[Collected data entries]
★ ★ ★ ★
PR #814, opened 2025-04-27
LEAN-4471: add expiry to tokens

mbetamony:
I've added expiry to tokens, when the token expires, we use an async function that refetches the token from WM. I found multiple token implementations inside this codebase, so i've removed most of it. I'm not sure if we can have a better implementation, or if you think we need dedicated FE work for this to better implement it.

Related work: 
https://github.com/atypon/leanworkflow-ops/pull/764
https://github.com/Atypon-OpenSource/manuscripts-api/pull/249
https://github.com/atypon/leanworkflow-manuscripts-integration/pull/51


src/api/Api.ts
```diff
@@ -33,13 +38,28 @@ import {
...
     })
+    this.getAuthToken = getAuthToken
+    this.instance.interceptors.request.use(this.authInterceptor)
+  }
+
+  authInterceptor = async (config: InternalAxiosRequestConfig) => {
+    if (TokenHandler.isExpired()) {
+      const token = await this.getAuthToken()
+      if (!token) {
+        throw new Error('failed to generate manuscripts token')
```
mbartenev-atypon, line 57: @mnatsheh , if we are unable to generate a new token, we probably need to somehow walk the user through that situation, for example redirect to a login page. Would that be appropriate approach, what do you think?

src/components/Page.tsx
```diff
@@ -48,13 +48,8 @@ const PageContainer = styled.div`
...
 
 export const Page: React.FC<{ children: React.ReactNode }> = ({ children }) => {
-  const [{ tokenData }] = useStore((store) => ({
-    tokenData: store.tokenData,
-  }))
-
-  if (!tokenData) {
-    throw new Error('TokenData not found. User is not loggged in!')
+  if (!TokenHandler.get()) {
+    throw new Error('Authentication to manuscripts required.')
```
mbartenev-atypon, line 52: I think we need a more generic manage, as manuscripts are normally embedded into another app. Probably something like 'Authentication to editor required.' We also have a page here for when the user is logged in but has no access to the document. We can probably reuse it and add a button there to redirect user to login. Alternatively we can trigger the reload of the page and it would normally trigger an appropriate redirect to Connect.

src/EditorApp.tsx
```diff
@@ -94,8 +89,6 @@ const EditorApp: React.FC<EditorAppProps> = ({
       manuscriptID,
       files,
       permittedActions,
-      userID: userID || '',
```
mbartenev-atypon, line 97: Maybe I'm missing something but it looks like userID is not getting to the store anymore. If so, can you please remove it from the state type and check if the app builds ok without it. (see src/store/Store.ts around line :39)

mbartenev-atypon (changes requested):

src/api/Api.ts
mnatsheh: I think we should display a "notification" of some kind to the user telling them that they need to login. Let's handle it in a separate PR.

mnatsheh (commented):
@mbetamony @mbartenev-atypon in my view, the entire TokenHandle logic (storage and expiration check) should live in the app (ops). From an article-editor perspective, it either receives a valid token, or nothing.

mbartenev-atypon:
> @mbetamony @mbartenev-atypon in my view, the entire TokenHandle logic (storage and expiration check) should live in the app (ops). From an article-editor perspective, it either receives a valid token, or nothing.

I think we can get rid of the tokenHandler indeed because it's for caching in the localStorage and we shouldn't handle it in the editor. In that case we can just call getAuthToken right in the axios interceptor. Alternatively we can pass the token down instead of a function but the editor may end up with a stale token and it will need either reloading or an action for user. So to pass a function is a more solid approach in my opinion.

We also need to notify dashboard team about this change to ensure they can adapt.

src/EditorApp.tsx
mbartenev-atypon: Please remove it from the store then. Thanks

src/api/Api.ts
mbetamony: One thing I'd like to ask here is, is it actually important to verify the token here? Shouldn't passing it down to the api be enough?

src/components/Page.tsx
mbetamony: Similar question to the discussion above

src/components/Page.tsx
```diff
@@ -47,13 +47,39 @@ const PageContainer = styled.div`
   font-family: ${(props) => props.theme.font.family.sans};
 `
 
-export const Page: React.FC<{ children: React.ReactNode }> = ({ children }) => {
-  const [{ tokenData }] = useStore((store) => ({
-    tokenData: store.tokenData,
-  }))
+export const Page: React.FC<{
```
mnatsheh, line 50: Is this actually needed?

mbetamony: I don't think so, passing it to the api should be enough i think (it won't load the document if the token is invalid anyways). That's what i was asking in the discussions above.

PR #817, opened 2025-05-04
Hide all editor body buttons that allow content editing while viewing snapshots - LEAN-4511

IslamJMomani:
Ensure editor remount when switching the editor mode.


src/components/projects/EditorElement.tsx
```diff
@@ -119,7 +120,11 @@ const EditorElement: React.FC = () => {
       <SpriteMap color="#353535" />
       {/* eslint-disable-next-line jsx-a11y/click-events-have-key-events, jsx-a11y/no-static-element-interactions  */}
       <div id="editorDropzone" ref={drop}>
-        <div id="editor" ref={onRender}></div>
+        <div
+          id="editor"
+          key={`editor-mode-${isViewingMode ? 'view' : 'edit'}`}
```
mbartenev-atypon, line 125: are we doing this to force react recreate the html? Can you please add a comment in the code what it's for.

mbartenev-atypon (approved):

src/components/projects/EditorElement.tsx
IslamJMomani: Correct. Please let me know if the added comment makes the purpose clear.

mbartenev-atypon: Looks great. Thanks!

PR #841, opened 2025-05-20
LEAN-4533 SFI-010 - Compare Snapshots

fwaisi:


src/index.tsx
```diff
@@ -47,6 +47,7 @@ const ManuscriptEditor: React.FC<
   config,
   observer,
 }) => {
+  const params = useParams()
```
★ ★ ★ ★
Among the records above, a stretch begins at the line containing "I've added expiry" and ends at the line containing "https://github.com/Atypon-OpenSource/manuscripts-api/pull/249". Restate that stretch word for word, and nothing else.

■ **Task solution**:
I've added expiry to tokens, when the token expires, we use an async function that refetches the token from WM. I found multiple token implementations inside this codebase, so i've removed most of it. I'm not sure if we can have a better implementation, or if you think we need dedicated FE work for this to better implement it.

Related work: 
https://github.com/atypon/leanworkflow-ops/pull/764
https://github.com/Atypon-OpenSource/manuscripts-api/pull/249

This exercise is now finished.